▶ PROBLEM TO SOLVE:
Pull every "want" line out of the data below.

***** RECORDED DATA

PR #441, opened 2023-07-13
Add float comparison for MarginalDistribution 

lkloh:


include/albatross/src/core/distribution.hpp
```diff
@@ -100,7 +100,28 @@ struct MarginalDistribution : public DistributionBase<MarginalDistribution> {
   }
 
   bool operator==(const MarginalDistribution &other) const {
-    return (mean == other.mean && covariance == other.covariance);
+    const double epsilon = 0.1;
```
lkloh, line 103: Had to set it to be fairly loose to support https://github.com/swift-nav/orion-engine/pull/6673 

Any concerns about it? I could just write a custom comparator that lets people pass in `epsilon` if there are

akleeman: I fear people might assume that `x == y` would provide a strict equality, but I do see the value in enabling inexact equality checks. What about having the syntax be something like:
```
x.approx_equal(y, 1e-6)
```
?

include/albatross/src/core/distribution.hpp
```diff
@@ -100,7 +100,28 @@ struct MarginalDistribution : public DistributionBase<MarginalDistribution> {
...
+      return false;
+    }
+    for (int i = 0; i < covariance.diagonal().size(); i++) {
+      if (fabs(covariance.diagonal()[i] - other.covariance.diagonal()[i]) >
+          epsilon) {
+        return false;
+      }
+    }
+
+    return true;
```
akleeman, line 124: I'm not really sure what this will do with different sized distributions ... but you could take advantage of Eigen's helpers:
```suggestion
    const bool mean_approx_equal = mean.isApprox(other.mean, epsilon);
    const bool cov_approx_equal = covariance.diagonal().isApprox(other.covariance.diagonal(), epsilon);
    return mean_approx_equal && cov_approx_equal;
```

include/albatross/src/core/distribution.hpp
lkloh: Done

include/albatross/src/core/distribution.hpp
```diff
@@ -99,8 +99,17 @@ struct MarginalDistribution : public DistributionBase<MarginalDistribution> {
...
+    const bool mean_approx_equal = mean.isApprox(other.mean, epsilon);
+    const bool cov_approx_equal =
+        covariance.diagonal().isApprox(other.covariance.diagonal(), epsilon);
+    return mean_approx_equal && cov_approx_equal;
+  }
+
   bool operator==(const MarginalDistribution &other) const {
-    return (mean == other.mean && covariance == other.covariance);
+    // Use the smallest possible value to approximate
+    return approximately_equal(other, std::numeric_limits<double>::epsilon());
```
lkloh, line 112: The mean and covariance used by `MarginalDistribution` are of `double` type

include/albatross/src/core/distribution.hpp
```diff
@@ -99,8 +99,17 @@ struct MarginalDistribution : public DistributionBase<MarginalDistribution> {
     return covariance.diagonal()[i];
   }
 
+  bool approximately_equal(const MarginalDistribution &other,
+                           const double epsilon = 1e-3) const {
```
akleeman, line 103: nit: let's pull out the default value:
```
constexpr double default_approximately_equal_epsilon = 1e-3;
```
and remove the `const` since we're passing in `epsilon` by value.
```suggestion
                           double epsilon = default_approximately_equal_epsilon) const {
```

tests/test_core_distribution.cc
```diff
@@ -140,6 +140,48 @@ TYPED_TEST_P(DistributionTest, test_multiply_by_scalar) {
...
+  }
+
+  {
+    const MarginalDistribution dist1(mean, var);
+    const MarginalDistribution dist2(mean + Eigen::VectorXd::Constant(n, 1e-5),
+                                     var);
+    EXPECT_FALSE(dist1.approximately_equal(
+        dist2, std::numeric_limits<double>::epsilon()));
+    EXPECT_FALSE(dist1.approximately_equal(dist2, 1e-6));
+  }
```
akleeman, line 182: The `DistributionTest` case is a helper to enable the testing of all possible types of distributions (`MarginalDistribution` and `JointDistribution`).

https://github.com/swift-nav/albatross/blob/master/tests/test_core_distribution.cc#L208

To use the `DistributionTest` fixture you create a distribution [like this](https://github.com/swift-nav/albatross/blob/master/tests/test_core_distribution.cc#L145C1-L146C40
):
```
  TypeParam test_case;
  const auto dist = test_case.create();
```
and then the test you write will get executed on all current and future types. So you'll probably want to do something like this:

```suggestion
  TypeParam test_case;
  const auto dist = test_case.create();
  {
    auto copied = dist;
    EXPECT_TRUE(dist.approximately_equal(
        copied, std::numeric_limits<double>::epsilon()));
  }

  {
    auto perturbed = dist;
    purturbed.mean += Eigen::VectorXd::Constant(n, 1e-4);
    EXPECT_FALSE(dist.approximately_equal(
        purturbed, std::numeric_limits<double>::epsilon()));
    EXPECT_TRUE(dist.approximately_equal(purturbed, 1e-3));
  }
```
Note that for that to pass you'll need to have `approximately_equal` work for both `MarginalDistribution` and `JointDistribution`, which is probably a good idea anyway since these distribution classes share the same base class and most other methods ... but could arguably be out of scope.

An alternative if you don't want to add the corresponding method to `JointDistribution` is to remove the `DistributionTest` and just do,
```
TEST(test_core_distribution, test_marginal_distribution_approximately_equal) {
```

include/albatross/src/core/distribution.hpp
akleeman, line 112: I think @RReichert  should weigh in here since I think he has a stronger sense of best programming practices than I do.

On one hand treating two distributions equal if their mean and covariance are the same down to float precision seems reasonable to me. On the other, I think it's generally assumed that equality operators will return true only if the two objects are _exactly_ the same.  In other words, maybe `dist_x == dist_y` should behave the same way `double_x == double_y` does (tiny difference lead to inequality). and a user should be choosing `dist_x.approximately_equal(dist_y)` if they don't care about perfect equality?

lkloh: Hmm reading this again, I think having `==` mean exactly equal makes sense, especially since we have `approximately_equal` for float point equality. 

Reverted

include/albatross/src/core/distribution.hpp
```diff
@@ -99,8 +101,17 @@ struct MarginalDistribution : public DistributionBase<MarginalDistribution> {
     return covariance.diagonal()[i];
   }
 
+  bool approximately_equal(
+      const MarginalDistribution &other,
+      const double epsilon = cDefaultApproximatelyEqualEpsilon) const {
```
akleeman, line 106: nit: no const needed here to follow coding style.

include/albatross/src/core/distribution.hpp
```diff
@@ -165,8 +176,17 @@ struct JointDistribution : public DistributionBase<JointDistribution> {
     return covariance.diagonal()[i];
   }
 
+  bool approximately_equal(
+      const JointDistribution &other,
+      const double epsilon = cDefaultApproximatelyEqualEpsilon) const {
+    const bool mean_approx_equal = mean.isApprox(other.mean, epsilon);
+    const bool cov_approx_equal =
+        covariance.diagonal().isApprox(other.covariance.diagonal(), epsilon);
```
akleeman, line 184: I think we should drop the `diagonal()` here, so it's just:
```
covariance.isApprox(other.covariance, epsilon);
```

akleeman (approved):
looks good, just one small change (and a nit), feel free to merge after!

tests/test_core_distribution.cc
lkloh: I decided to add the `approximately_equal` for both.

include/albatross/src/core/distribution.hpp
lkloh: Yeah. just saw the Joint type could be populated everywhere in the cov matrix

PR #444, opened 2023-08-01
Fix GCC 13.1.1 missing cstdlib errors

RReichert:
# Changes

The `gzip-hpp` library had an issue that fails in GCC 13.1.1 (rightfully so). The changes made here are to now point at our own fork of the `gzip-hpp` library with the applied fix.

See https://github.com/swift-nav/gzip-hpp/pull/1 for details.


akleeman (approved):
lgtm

**********

▶ TASK ANSWER:
and then the test you write will get executed on all current and future types. So you'll probably want to do something like this:
An alternative if you don't want to add the corresponding method to `JointDistribution` is to remove the `DistributionTest` and just do,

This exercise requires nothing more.